- [TRY IT]: From the data that follows, print exactly the lines starting at the one containing "PR #3132, opened 2023-10-25" and ending at the one containing "- It gets the"; include both of them and nothing more.

Dataset entries
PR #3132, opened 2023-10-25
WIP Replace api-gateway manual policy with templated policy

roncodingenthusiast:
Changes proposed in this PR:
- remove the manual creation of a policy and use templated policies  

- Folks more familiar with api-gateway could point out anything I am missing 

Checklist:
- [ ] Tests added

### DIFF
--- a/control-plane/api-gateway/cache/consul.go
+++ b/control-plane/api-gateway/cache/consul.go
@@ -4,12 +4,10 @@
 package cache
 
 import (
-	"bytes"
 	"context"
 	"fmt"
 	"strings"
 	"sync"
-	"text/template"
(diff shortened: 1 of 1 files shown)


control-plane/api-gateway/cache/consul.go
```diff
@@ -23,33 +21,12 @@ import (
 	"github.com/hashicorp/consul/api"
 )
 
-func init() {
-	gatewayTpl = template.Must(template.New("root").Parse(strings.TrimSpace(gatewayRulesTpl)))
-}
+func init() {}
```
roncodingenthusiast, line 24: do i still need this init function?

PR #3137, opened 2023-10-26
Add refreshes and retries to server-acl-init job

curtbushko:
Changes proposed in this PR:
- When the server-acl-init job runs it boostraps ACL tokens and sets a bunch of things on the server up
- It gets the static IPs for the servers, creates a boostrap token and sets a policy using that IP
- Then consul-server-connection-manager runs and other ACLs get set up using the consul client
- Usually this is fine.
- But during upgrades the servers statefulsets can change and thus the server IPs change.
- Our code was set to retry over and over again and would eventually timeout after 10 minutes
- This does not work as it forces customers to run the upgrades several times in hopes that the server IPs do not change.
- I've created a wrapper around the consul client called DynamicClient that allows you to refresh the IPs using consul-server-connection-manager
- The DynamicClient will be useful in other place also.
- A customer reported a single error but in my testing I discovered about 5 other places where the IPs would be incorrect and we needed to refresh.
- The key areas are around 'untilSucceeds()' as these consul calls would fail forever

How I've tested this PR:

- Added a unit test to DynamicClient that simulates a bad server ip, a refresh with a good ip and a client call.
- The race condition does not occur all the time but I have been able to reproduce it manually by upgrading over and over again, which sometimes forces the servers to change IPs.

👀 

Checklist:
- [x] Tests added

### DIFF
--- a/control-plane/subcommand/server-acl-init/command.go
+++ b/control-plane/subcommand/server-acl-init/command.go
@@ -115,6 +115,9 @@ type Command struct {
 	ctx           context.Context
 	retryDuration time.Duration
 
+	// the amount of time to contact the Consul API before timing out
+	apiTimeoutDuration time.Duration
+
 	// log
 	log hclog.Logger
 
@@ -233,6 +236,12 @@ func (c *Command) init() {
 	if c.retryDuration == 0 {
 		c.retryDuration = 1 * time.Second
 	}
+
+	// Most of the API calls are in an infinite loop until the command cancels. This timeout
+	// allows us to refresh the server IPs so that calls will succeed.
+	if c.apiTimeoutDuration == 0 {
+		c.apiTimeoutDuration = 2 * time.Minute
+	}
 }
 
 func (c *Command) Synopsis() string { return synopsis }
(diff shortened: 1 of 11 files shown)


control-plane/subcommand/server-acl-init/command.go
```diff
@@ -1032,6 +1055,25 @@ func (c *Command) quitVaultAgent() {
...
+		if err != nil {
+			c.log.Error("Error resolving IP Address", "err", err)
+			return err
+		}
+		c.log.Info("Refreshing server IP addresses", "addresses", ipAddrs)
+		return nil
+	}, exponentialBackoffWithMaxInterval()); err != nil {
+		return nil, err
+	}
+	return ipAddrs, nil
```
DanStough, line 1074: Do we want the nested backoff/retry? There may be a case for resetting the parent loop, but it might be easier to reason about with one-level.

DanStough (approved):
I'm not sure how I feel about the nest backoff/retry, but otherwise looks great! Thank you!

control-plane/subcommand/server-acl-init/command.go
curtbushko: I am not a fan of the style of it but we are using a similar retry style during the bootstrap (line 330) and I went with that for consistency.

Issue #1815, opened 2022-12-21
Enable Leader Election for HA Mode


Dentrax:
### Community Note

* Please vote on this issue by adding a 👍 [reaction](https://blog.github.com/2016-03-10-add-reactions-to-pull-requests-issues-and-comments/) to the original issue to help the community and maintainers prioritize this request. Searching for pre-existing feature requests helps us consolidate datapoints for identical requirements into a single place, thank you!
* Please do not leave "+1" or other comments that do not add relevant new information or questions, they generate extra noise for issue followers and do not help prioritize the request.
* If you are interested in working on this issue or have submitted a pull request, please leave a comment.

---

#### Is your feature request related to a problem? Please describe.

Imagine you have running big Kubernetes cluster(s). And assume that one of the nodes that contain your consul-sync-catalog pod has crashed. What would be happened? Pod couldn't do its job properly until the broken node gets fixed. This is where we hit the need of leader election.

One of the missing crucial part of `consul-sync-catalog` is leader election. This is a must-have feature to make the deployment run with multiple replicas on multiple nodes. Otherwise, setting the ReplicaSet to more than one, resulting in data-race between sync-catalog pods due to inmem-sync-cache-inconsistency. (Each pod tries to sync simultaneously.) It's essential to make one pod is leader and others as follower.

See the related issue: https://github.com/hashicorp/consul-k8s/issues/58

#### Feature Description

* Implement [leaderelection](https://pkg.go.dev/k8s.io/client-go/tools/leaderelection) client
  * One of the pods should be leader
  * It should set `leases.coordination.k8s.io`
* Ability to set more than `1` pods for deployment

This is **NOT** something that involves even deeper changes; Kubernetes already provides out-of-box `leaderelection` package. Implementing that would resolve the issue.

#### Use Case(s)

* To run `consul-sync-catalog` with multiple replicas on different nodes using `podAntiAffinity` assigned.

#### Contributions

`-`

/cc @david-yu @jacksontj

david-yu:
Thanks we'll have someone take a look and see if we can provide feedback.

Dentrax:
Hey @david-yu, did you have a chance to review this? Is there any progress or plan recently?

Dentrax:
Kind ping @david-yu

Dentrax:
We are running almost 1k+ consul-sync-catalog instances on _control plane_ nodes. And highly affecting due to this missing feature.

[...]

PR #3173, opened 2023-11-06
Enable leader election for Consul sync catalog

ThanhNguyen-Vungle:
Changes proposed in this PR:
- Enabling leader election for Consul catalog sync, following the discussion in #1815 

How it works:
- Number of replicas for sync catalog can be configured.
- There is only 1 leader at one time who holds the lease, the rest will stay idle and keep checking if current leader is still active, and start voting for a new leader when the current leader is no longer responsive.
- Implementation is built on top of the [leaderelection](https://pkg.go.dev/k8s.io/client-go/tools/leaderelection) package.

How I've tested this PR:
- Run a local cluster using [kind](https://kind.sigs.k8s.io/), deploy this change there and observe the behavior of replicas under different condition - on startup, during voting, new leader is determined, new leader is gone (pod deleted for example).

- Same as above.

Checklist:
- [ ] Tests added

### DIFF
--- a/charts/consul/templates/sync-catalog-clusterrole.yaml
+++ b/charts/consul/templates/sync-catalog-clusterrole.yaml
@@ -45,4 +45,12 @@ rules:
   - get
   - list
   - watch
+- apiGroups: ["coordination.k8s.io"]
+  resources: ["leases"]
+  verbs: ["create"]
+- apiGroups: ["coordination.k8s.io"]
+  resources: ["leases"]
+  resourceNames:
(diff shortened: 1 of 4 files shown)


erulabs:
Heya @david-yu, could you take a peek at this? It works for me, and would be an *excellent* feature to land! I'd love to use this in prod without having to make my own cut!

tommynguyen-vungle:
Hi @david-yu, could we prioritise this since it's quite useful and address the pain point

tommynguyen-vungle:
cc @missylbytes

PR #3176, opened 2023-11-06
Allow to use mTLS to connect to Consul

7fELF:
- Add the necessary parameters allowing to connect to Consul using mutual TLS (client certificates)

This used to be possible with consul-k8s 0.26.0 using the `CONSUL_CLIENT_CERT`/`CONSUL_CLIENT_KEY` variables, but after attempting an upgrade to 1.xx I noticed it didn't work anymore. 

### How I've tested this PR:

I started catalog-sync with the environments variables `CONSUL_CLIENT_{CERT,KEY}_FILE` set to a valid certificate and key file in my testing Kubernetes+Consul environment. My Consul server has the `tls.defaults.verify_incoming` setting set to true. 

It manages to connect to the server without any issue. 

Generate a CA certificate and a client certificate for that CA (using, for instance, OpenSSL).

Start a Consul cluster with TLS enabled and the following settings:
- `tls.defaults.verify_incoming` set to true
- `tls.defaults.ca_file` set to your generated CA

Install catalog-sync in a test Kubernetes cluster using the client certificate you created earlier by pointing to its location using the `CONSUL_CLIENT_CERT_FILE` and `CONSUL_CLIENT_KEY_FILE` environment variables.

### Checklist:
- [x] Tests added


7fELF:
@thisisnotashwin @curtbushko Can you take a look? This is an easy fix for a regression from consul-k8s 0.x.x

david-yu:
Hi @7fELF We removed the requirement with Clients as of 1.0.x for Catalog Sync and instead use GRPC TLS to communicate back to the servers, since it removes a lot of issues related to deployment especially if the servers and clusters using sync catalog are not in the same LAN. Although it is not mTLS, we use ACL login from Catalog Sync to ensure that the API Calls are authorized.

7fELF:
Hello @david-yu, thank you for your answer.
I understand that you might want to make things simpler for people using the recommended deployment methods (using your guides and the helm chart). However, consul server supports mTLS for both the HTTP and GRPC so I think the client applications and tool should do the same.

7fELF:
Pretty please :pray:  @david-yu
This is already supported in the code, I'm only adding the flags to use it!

* * *

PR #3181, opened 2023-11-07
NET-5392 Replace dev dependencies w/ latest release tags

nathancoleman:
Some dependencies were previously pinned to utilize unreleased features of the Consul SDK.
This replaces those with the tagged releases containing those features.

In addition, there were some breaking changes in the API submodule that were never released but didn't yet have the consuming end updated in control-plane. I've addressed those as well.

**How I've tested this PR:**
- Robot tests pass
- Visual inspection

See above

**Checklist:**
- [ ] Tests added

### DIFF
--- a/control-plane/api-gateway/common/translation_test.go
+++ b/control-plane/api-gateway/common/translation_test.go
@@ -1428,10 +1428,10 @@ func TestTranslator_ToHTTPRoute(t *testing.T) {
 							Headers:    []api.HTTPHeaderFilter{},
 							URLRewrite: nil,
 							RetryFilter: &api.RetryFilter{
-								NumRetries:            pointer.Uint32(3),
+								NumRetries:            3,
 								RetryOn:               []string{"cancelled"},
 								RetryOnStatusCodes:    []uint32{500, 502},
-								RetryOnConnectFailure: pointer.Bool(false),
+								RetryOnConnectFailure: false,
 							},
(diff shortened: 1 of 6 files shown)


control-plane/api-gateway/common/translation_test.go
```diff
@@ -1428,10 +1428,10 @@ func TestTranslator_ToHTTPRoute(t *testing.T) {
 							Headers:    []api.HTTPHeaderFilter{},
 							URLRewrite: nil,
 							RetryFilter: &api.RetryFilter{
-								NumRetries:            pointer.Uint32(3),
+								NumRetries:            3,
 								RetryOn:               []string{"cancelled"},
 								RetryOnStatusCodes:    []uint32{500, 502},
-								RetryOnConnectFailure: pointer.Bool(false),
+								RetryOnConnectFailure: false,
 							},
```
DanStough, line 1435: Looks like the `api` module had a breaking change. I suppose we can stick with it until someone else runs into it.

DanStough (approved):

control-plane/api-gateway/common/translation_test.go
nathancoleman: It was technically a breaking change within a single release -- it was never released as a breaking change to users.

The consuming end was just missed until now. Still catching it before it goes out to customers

---

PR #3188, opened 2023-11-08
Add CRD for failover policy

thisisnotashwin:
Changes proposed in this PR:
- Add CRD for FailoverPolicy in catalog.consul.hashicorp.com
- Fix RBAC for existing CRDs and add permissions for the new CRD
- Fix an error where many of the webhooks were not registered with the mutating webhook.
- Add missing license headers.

- [SOLUTION]:
PR #3132, opened 2023-10-25
WIP Replace api-gateway manual policy with templated policy

roncodingenthusiast:
Changes proposed in this PR:
- remove the manual creation of a policy and use templated policies  

- Folks more familiar with api-gateway could point out anything I am missing 

Checklist:
- [ ] Tests added

### DIFF
--- a/control-plane/api-gateway/cache/consul.go
+++ b/control-plane/api-gateway/cache/consul.go
@@ -4,12 +4,10 @@
 package cache
 
 import (
-	"bytes"
 	"context"
 	"fmt"
 	"strings"
 	"sync"
-	"text/template"
(diff shortened: 1 of 1 files shown)


control-plane/api-gateway/cache/consul.go
```diff
@@ -23,33 +21,12 @@ import (
 	"github.com/hashicorp/consul/api"
 )
 
-func init() {
-	gatewayTpl = template.Must(template.New("root").Parse(strings.TrimSpace(gatewayRulesTpl)))
-}
+func init() {}
```
roncodingenthusiast, line 24: do i still need this init function?

PR #3137, opened 2023-10-26
Add refreshes and retries to server-acl-init job

curtbushko:
Changes proposed in this PR:
- When the server-acl-init job runs it boostraps ACL tokens and sets a bunch of things on the server up
- It gets the static IPs for the servers, creates a boostrap token and sets a policy using that IP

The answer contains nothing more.